_Task to complete:_ Return all of the entries exactly as written.
Start of Data shown
PR #324, opened 2017-01-27
Fix PXEGrub2 with vanilia GRUB2

sathieu:
See http://projects.theforeman.org/issues/16654

### DIFF
--- a/templates/grub.cfg.erb
+++ b/templates/grub.cfg.erb
@@ -1,0 +1,8 @@
+insmod regexp
+
+set net_pxe_mac=$net_default_mac
+regexp --set=1:m1 --set=2:m2 --set=3:m3 --set=4:m4 --set=5:m5 --set=6:m6 '^([0-9a-f]{1,2})\:([0-9a-f]{1,2})\:([0-9a-f]{1,2})\:([0-9a-f]{1,2})\:([0-9a-f]{1,2})\:([0-9a-f]{1,2})' "$net_default_mac"
+mac_dashed=${m1}-${m2}-${m3}-${m4}-${m5}-${m6}
+
+mac_configfile=$prefix/grub.cfg-01-$mac_dashed
+source "$mac_configfile"
--- a/manifests/tftp.pp
+++ b/manifests/tftp.pp
@@ -32,8 +32,8 @@ class foreman_proxy::tftp {
     }
     'Debian': {
       $grub_type = 'debian'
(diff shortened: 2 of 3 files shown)


sathieu:
This together with https://github.com/theforeman/community-templates/pull/346

sathieu:
Note that the regexp Grub2 module will not be installed if the image already exists :disappointed:

sathieu:
I can confirm that I'm able to provision a Lenovo system X 3650 m5 with this PR and https://github.com/theforeman/community-templates/pull/346

lzap:
Superb! Excellent patch. I haven't tested it tho, don't run many Debians here. I'd say let's waive it, Debians were not booting at all in UEFI until today!

lzap:
Thanks a lot, merged based on @ekohl puppet review.

ekohl:
Now that I look at it again, where is the template ```grub.cfg.erb``` being used?

sathieu:
> Now that I look at it again, where is the template grub.cfg.erb being used?

Good catch. See #330.

templates/grub.cfg.erb
```diff
@@ -0,0 +1,8 @@
+insmod regexp
+
+set net_pxe_mac=$net_default_mac
+regexp --set=1:m1 --set=2:m2 --set=3:m3 --set=4:m4 --set=5:m5 --set=6:m6 '^([0-9a-f]{1,2})\:([0-9a-f]{1,2})\:([0-9a-f]{1,2})\:([0-9a-f]{1,2})\:([0-9a-f]{1,2})\:([0-9a-f]{1,2})' "$net_default_mac"
+mac_dashed=${m1}-${m2}-${m3}-${m4}-${m5}-${m6}
+
+mac_configfile=$prefix/grub.cfg-01-$mac_dashed
+source "$mac_configfile"
```
lzap: Just wondering, a user reports that grub2 from Ubuntu 16.04 does not work with this, `$net_default_mac` is unset for him. Any idea? Maybe to `insmod efinet` or somethingg? It looks like this variable did not carry over from Grub to Grub2 according official docs.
End of Data shown
_Answer to the problem:_
PR #324, opened 2017-01-27
Fix PXEGrub2 with vanilia GRUB2

sathieu:
See http://projects.theforeman.org/issues/16654

### DIFF
--- a/templates/grub.cfg.erb
+++ b/templates/grub.cfg.erb
@@ -1,0 +1,8 @@
+insmod regexp
+
+set net_pxe_mac=$net_default_mac
+regexp --set=1:m1 --set=2:m2 --set=3:m3 --set=4:m4 --set=5:m5 --set=6:m6 '^([0-9a-f]{1,2})\:([0-9a-f]{1,2})\:([0-9a-f]{1,2})\:([0-9a-f]{1,2})\:([0-9a-f]{1,2})\:([0-9a-f]{1,2})' "$net_default_mac"
+mac_dashed=${m1}-${m2}-${m3}-${m4}-${m5}-${m6}
+
+mac_configfile=$prefix/grub.cfg-01-$mac_dashed
+source "$mac_configfile"
--- a/manifests/tftp.pp
+++ b/manifests/tftp.pp
@@ -32,8 +32,8 @@ class foreman_proxy::tftp {
     }
     'Debian': {
       $grub_type = 'debian'
(diff shortened: 2 of 3 files shown)


sathieu:
This together with https://github.com/theforeman/community-templates/pull/346

sathieu:
Note that the regexp Grub2 module will not be installed if the image already exists :disappointed:

sathieu:
I can confirm that I'm able to provision a Lenovo system X 3650 m5 with this PR and https://github.com/theforeman/community-templates/pull/346

lzap:
Superb! Excellent patch. I haven't tested it tho, don't run many Debians here. I'd say let's waive it, Debians were not booting at all in UEFI until today!

lzap:
Thanks a lot, merged based on @ekohl puppet review.

ekohl:
Now that I look at it again, where is the template ```grub.cfg.erb``` being used?

sathieu:
> Now that I look at it again, where is the template grub.cfg.erb being used?

Good catch. See #330.

templates/grub.cfg.erb
```diff
@@ -0,0 +1,8 @@
+insmod regexp
+
+set net_pxe_mac=$net_default_mac
+regexp --set=1:m1 --set=2:m2 --set=3:m3 --set=4:m4 --set=5:m5 --set=6:m6 '^([0-9a-f]{1,2})\:([0-9a-f]{1,2})\:([0-9a-f]{1,2})\:([0-9a-f]{1,2})\:([0-9a-f]{1,2})\:([0-9a-f]{1,2})' "$net_default_mac"
+mac_dashed=${m1}-${m2}-${m3}-${m4}-${m5}-${m6}
+
+mac_configfile=$prefix/grub.cfg-01-$mac_dashed
+source "$mac_configfile"
```
lzap: Just wondering, a user reports that grub2 from Ubuntu 16.04 does not work with this, `$net_default_mac` is unset for him. Any idea? Maybe to `insmod efinet` or somethingg? It looks like this variable did not carry over from Grub to Grub2 according official docs.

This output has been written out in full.